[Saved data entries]
PR #2543, opened 2019-05-08
#2541 Allow to delete draft invoices generated from a request update.…

### LINKED ISSUE #2541: Allow to delete draft invoices generated from a request update.
As of version 3.9.2 the request updates have an integrity reference with the invoice lines, so it does not allow to delete the invoice until the dependency with requests is removed

e-Evolution:
…  https://github.com/adempiere/adempiere/issues/2541

resolved #2541

### DIFF
--- a/org.adempiere.request/src/main/java/org/compiere/model/RequestModelValidator.java
+++ b/org.adempiere.request/src/main/java/org/compiere/model/RequestModelValidator.java
@@ -18,6 +18,7 @@
 package org.compiere.model;
 
 import org.compiere.util.CLogger;
+import org.compiere.util.DB;
 import org.compiere.util.Env;
 
 import java.util.ArrayList;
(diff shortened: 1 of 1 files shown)


org.adempiere.request/src/main/java/org/compiere/model/RequestModelValidator.java
```diff
@@ -90,6 +93,14 @@ public String login(int AD_Org_ID, int AD_Role_ID, int AD_User_ID) {
     @Override
     public String modelChange(PO entity, int type) throws Exception {
         Boolean isSOTrx = "Y".equals(Env.getContext(entity.getCtx(),"IsSOTrx"));
+        //#2541 Allow to delete draft or in process invoices generated from a request update.
```
yamelsenih: Hi, it can be replaced by model class wikth a call to Query object instead SQL native

e-Evolution: Hello Yamel

Originally I thought the same as you, but unfortunately the PO to update only one record, requires loading the entire instance in memory, a result set is executed, and then an update only to remove a reference by value null. is the reason why I do a pure update

yamelsenih: ok, is very lazy PO for it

• _YOUR ASSIGNMENT_
Reproduce all of the data above, exactly and without omission.

• _SOLUTION FOR THIS EXERCISE_
PR #2543, opened 2019-05-08
#2541 Allow to delete draft invoices generated from a request update.…

### LINKED ISSUE #2541: Allow to delete draft invoices generated from a request update.
As of version 3.9.2 the request updates have an integrity reference with the invoice lines, so it does not allow to delete the invoice until the dependency with requests is removed

e-Evolution:
…  https://github.com/adempiere/adempiere/issues/2541

resolved #2541

### DIFF
--- a/org.adempiere.request/src/main/java/org/compiere/model/RequestModelValidator.java
+++ b/org.adempiere.request/src/main/java/org/compiere/model/RequestModelValidator.java
@@ -18,6 +18,7 @@
 package org.compiere.model;
 
 import org.compiere.util.CLogger;
+import org.compiere.util.DB;
 import org.compiere.util.Env;
 
 import java.util.ArrayList;
(diff shortened: 1 of 1 files shown)


org.adempiere.request/src/main/java/org/compiere/model/RequestModelValidator.java
```diff
@@ -90,6 +93,14 @@ public String login(int AD_Org_ID, int AD_Role_ID, int AD_User_ID) {
     @Override
     public String modelChange(PO entity, int type) throws Exception {
         Boolean isSOTrx = "Y".equals(Env.getContext(entity.getCtx(),"IsSOTrx"));
+        //#2541 Allow to delete draft or in process invoices generated from a request update.
```
yamelsenih: Hi, it can be replaced by model class wikth a call to Query object instead SQL native

e-Evolution: Hello Yamel

Originally I thought the same as you, but unfortunately the PO to update only one record, requires loading the entire instance in memory, a result set is executed, and then an update only to remove a reference by value null. is the reason why I do a pure update

yamelsenih: ok, is very lazy PO for it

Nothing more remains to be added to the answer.